Verso Santiago, in particolare, ci sono stati dei momenti di difficoltà. Certo, per affrontare 25-30 chilometri al giorno, la preparazione fisica deve rappresentare una base importante, ma quella mentale e psicologica non può essere da meno. Proprio a Santiago mi sono reso conto di ciò. Ho sperimentato sulla mia pelle che i pellegrini sono come una grande famiglia. Se qualcuno è in difficoltà ce n'è un altro che lo aiuta, senza se e senza ma. Questo è davvero magnifico.
Che consigli daresti a chi si accinge a fare un cammino?
Ci sono diversi modi di affrontare il cammino. Ognuno di noi può avere una motivazione diversa. Personalmente quella che mi ha spinto ad affrontare prima Santiago e poi Roma, lungo la Francigena, è stata spirituale. Molti confondono il termine spirituale con religioso. Io invece ritengo che siano due concetti ben distinti l'uno dall'altro.

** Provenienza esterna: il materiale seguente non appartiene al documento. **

PR #463, opened 2018-05-08
fix: Validate file name length

mrbarletta:
$message could contain a large email text that if sent to is_file it could break with this error:
` is_file(): File name is longer than the maximum allowed path `
This validation prevents using is_file if the $message is longer than the allowed path.

### DIFF
--- a/src/Mailgun/Api/Message.php
+++ b/src/Mailgun/Api/Message.php
@@ -82,7 +82,7 @@ class Message extends HttpApi
         $params['to'] = $recipients;
         $postDataMultipart = $this->prepareMultipartParameters($params);
 
-        if (is_file($message)) {
+         if (strlen($message) < PHP_MAXPATHLEN && is_file($message)) {
             $fileData = ['filePath' => $message];
         } else {
             $fileData = [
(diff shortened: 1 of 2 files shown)


z38:
When the message content is passed to `sendMime()` directly, the maximum length is exceeded very quickly. I think it makes sense to include the check otherwise the option to pass the content directly is only of very limited use.

mrbarletta:
Thanks @DavidGarciaCat  for your prompt reply.

A try-cath will not work due to the SDK using the same function signature to receive a $message variable that could either be a FILE location or a Mime Message, which differ quite a lot in the possible length. 

I fixed the extra space, and I am sorry I didn't read the contributors guidelines, it was late and didn't want to miss the opportunity to raise the issue with a possible fix.

Regarding testing, well I am 100% noob in that area :-1: , but I can give it a shot, may you tell me which test I could copy and start with?

Nyholm:
Thank you. I think this looks good. But we do need at test before we can merge this.

Nyholm:
I added a small test. Thank you

PR #466, opened 2018-06-28
Change exception message of HttpClientException when badRequest to us…

### LINKED ISSUE #467: Response Details Lost
When using the "mailgun-php" the underlying problem such as "Domain already exists in registry" is lost and replaced with a less useful and more generic "The parameters passed to the API were invalid.". This makes it difficult for my integrated service to respond to the end-user in a meaningful way.

Can the underlying message be passed along up the chain to the HttpClientException as the exception message?

Please see this PR for a possible solution:
https://github.com/mailgun/mailgun-php/pull/466

paulrrogers:
…e server content's message to aid resolving problems with user input.

This will fix #467

### DIFF
--- a/src/Mailgun/Exception/HttpClientException.php
+++ b/src/Mailgun/Exception/HttpClientException.php
@@ -57,7 +57,7 @@ final class HttpClientException extends \RuntimeException implements Exception
     {
         // Pass along message from server to aid resolving input problems.
         $content = json_decode($response->getBody()->getContents());
-        $message = ! empty($content['message'])
+        $message = !empty($content['message'])
             ? $content['message']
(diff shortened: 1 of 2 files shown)


ericnkatz:
@DavidGarciaCat I think doing checks on input values prior to sending requests makes a ton of sense but this PR is in regards to bad messaging when we get a 400 response from Mailgun's API. It could be invalid inputs but it could also be a response message like this:

```
{
  message: "Domain already exists in registry. Domain Name: example.com."
}
```

Nyholm:
Thank you for this PR. 
I need a test before I can merge this. 
I also need a test for when the server returns non-json content.

Nyholm:
I've done some minor modifications to this PR. 

Thank you

Issue #471, opened 2018-07-27
New EU region for Mailgun


clicars:
Mailgun has introduced a new EU region. There are two problems:

a) In Mailgun platform when you edit your domain, they notice you that api url is https://api.mailgun.net which is wrong. Correct api endpoint is https://api.eu.mailgun.net
b) Same problem in mailgun-php. By default you use in Mailgun::create method US api endpoint.

At this time for solving this problem I have had to use ::configure instead of ::create in this way:

Mailgun::configure((new HttpClientConfigurator())->setApiKey($key)->setEndpoint('https://api.eu.mailgun.net'));

It is cleaner to use create method. It would be cool if you introduce a second param in create static method to choose your region.

DavidGarciaCat:
Hi @clicars 

The new EU service was announced yesterday, and it requires some adjustments to align the SDK with the new available options.

We can take a look as soon as we can, but if you're feeling comfortable, a Pull Request is always welcomed.

Best,

ryryan:
Hi,
I stumbled across this issue. @clicars' code didn't work out of the box. So in case anyone has this issue whilst we wait for a full EU support, here's mine.
```
$configurator = new HttpClientConfigurator();
$configurator->setEndpoint('https://api.eu.mailgun.net/v3/'.$domain.'/messages');
$configurator->setDebug(true);
$configurator->setApiKey($key);
$mailgun = Mailgun::configure($configurator);
```

pinonirvana:
I tried to use this solution.
it works for sending messages, but not for other tasks.
For instance if I want to retrieve the list of my european domains, the code only retrieves the USA ones.

The code I tried is this:
```
$mgClient = Mailgun::configure((new HttpClientConfigurator())->setApiKey($this->api)->setEndpoint('https://api.eu.mailgun.net'));

 $result = $mgClient->get("domains");      
 print_r($result);
```

DavidGarciaCat:
Hi @pinonirvana 

Can you please try with this other call?
```php
$mgClient = Mailgun::create($apiKey, $endpoint = 'https://api.eu.mailgun.net');

$result = $mgClient->get("domains");      
print_r($result);
```

Cheers,

martijn103:
Hi @DavidGarciaCat, I'm having the same problem. I'm afraid the code you suggested still returns the US domains.

DavidGarciaCat:
Hey @martijn103 

[...]

PR #477, opened 2018-08-04
Add endpoint to the create function

Nyholm:
This will make it easier to choose the new EU region. 

This is related to #471


gavoc:
Could this change be released as a version? EU region is difficult to work with currently.

PR #478, opened 2018-08-05
Add more tests for our APIs

Nyholm:
Sorry for another massive PR. 
This just adds tests to our API endpoints. It also adds some features to the `Api\TestCase` that makes it easier to write tests.


tests/Api/TestCase.php
```diff
@@ -9,7 +9,11 @@
 
 namespace Mailgun\Tests\Api;
 
+use GuzzleHttp\Psr7\Request;
```
Nyholm: This class is extra interesting to review.

PR #485, opened 2018-09-03
MessageBuilder > addBccRecipient > Make $variables optional

ruudk:
This way, it's the same as `addToRecipient` and `addCcRecipient`

### DIFF
--- a/src/Mailgun/Message/MessageBuilder.php
+++ b/src/Mailgun/Message/MessageBuilder.php
@@ -190,7 +190,7 @@ class MessageBuilder
      *
      * @throws TooManyRecipients
      */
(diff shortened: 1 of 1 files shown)


DavidGarciaCat:
Thanks for this PR, but unfortunately this builder is part of a deprecated code that will be removed when releasing v3 so seems useless to add this update. Cheers,

Nyholm:
Does this change also apply to the new improved builder? If so, can you please ad that?

I see no harm in adding this small change, even if we remove the code in next major release.

Nyholm:
Oh, I too got fooled. 
Old namespace: `Mailgun\Messages`
New Namespace: `Mailgun\Message`

Thank you

PR #501, opened 2018-12-13
Fix type error when creating tags 

### LINKED ISSUE #480: DateTime Error in Model/Tag/Tag.php
Uncaught TypeError: Argument 3 passed to Mailgun\Model\Tag\Tag::__construct() must be an instance of DateTime

On Line 40, 

`public function __construct($tag, $description, \DateTime $firstSeen, \DateTime $lastSeen)`

When calling 

`$mailgun->tags()->index($api_url);`

$api_url is my mailgun domain (set correctly, it works with other calls) 

I was unable to get a response for tags until I removed both \DateTime and it fixed all calls to tags().

This may not be the best fix, but it solved the issue and did not throw any other errors.

I am running PHP 7.1.

Arliee:
I just ran into this bug when attempting to call `$mailgun->tags()->index('my.domain.com')`. Fixes #480.

### DIFF
--- a/src/Mailgun/Model/Tag/Tag.php
+++ b/src/Mailgun/Model/Tag/Tag.php
@@ -52,7 +52,7 @@ class Tag
      */
     public static function create(array $data)
     {
-        return new self($data['tag'], $data['description'], $data['first-seen'], $data['last-seen']);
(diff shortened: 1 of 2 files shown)


Arliee:
Apologies for not including this initially.   Hopefully this will suffice?

Arliee:
I've added getters for the two datetimes and added their checks to the test to confirm they are set correctly.

PR #504, opened 2019-01-02
Fluent interface for MessageBuilder and BatchMessage

finwe:
Makes using MessageBuilder and BatchMessage easier.

No potential BC breaks as all changed methods were originally void.

In addition, this fixes a few wrongly specified `@return string` PHPDoc annotations above void methods (by replacing them with now correct `@return MessageBuilder`).

Exceptions are methods `setDeliveryTime` and `addCustomParameter` which return formatted time and custom parameter value. Their return values were not changed and could be changed for a getter in the next major version (BC break).

### DIFF
--- a/src/Mailgun/Message/BatchMessage.php
+++ b/src/Mailgun/Message/BatchMessage.php
@@ -72,6 +72,8 @@ class BatchMessage extends MessageBuilder
      *
      * @throws MissingRequiredParameter
      * @throws TooManyRecipients
+     *
+     * @return BatchMessage
      */
     protected function addRecipient($headerName, $address, array $variables)
     {
@@ -91,6 +93,8 @@ class BatchMessage extends MessageBuilder
         }
 
         $this->batchRecipientAttributes[(string) $address] = $variables;
+
+        return $this;
     }
 
     /**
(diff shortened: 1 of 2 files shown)


Nyholm:
We all are confused =)

The deprecated files are in namespace `Mailgun\Messages`.  The new files are in `Mailgun\Message`. 

I am generally against fluent interfaces. But this is actually one of the few places they make sense. What do you say David?

DavidGarciaCat:
Hi both!

I guess that the paths and namespaces have confused me 😓

I'll take another look now

Nyholm:
Hm. How about `MessageBuilder::setDeliveryTime` and `MessageBuilder::addCustomParameter`. They are both public function that returns a string instead of `$this`. 
We should write a `@deprecated` comment about this. In next major we should only return $this, right?

Nyholm:
Oops =)

@finwe could you follow up my comment with another PR? Just to add the comment to the doc block.

DavidGarciaCat:
Due to consistency reasons, makes sense to me to return `$this` for every setter; if we expect to get the object then the getters are probably the best approach

finwe:
Will do.

PR #511, opened 2019-01-05
Added more tests for models

Nyholm:


src/Mailgun/Model/Tag/Tag.php
```diff
@@ -37,7 +37,7 @@ class Tag
      * @param \DateTime $firstSeen
      * @param \DateTime $lastSeen
      */
-    public function __construct($tag, $description, \DateTime $firstSeen, \DateTime $lastSeen)
+    public function __construct($tag, $description, \DateTime $firstSeen = null, \DateTime $lastSeen = null)
```
DavidGarciaCat: Hey @Nyholm 

I can't see any PHP Unit test to create new tags without the dates.

Are we sure this case might happen?

tests/Model/Tag/IndexResponseTest.php
```diff
@@ -0,0 +1,51 @@
...
+<<<'JSON'
+{
+  "items": [
+      {
+        "tag": "red",
+        "description": "red signup button"
+      },
+      {
+        "tag": "green",
+        "description": "green signup button"
```
Nyholm: Here are the test

Nyholm:
Thank you for the review.

PR #515, opened 2019-01-05
Added IP API class, models and test

### LINKED ISSUE #458: Create IP Api
If I look at the current roadmap for v3, this part of the Api seems to be missing too.

There are probably not many use cases where you need it, but to be feature complete at least.
I could do that as soon as the mailing lists are done.

I would then create another pull request if no one has any objections :)

Nyholm:
This will fix #458


Nyholm:
Thank you for the review.

PR #520, opened 2019-01-06
Make sure we dont inherit final classes.

Nyholm:


Nyholm:
WIP

Nyholm:
Ready for review.

DavidGarciaCat:
Not final or abstract - are we sure about this?

Nyholm:
We use those classes. That is why :/

DavidGarciaCat:
I was thinking about being consistent, that's all

Nyholm:
> I was thinking about being consistent, that's all

True. We could remote `ShowResponse` and just let the API return just return this model instead. 
OR, we could do some weird things with traits... This is actually the most simple solution, but im not sure it is the best. 

Lets revisit before tagging 3.0. I will merge now because the build is currently broken.

PR #527, opened 2019-01-06
Added proper PHP CS fixer rules

### LINKED ISSUE #256: Running style lint
It would be helpful to include an example of how to run the style lint for the project so I can be sure my contributions will pass styleci before commiting/pushing. If it isn't already a one-liner, it would be helpful to add a script to the composer.json to run it easily.

Nyholm:
This will fix #256

### DIFF
--- a/.php_cs
+++ b/.php_cs
@@ -1,13 +1,29 @@
 <?php
 
-/*
- * In order to make it work, fabpot/php-cs-fixer and sllh/php-cs-fixer-styleci-bridge must be installed globally
- * with composer.
- *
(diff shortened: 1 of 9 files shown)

Spiegaci la differenza, secondo il tuo punto di vista
Il cammino di Santiago e la via Francigena mi sono serviti per conoscermi meglio e per rendermi effettivamente conto che grazie alla forza di volontà ognuno di noi può raggiungere e superare i propri limiti. Ed è proprio questo il messaggio che, dopo avere concluso la Francigena, da Siena a Roma, voglio lanciare a tutti. Non lasciati condizionare dalle debolezze che ognuno di noi ha. Affrontatele con uno spirito positivo. Solo così possono essere superate.
Fra il Cammino di Santiago e la Via Francigena quale hai apprezzato di più ?
Il cammino di Santiago è bello, certamente, ma la via Francigena è meravigliosa. In Italia abbiamo la possibilità di vivere in posti magnifici.
Vivi proprio sulla Via Francigena?                                                                                                                         Si, abito a Castiglione Torinese, in provincia di Torino, proprio lungo un tratto previsto dal percorso.
Hai progetti in corso per la valorizzazione della Via Francigena?
Rientrato da Roma ho deciso di impegnarmi per valorizzare la Via Francigena nella mia zona, unendo la storia della via a quella locale. Assieme a Giada Boasso ed all'associazione Pulchra Rada (che si occupa di far conoscere la storia dell'abbazia di Santa Maria di Pulcherada a San Mauro, paese che si trova lungo la via, prima di Castiglione, provenendo da Torino), stiamo elaborando un progetto, che entro il mese di dicembre presenteremo a tutte le Amministrazioni comunali della zona, con la speranza che possa essere accettato e preso in considerazione.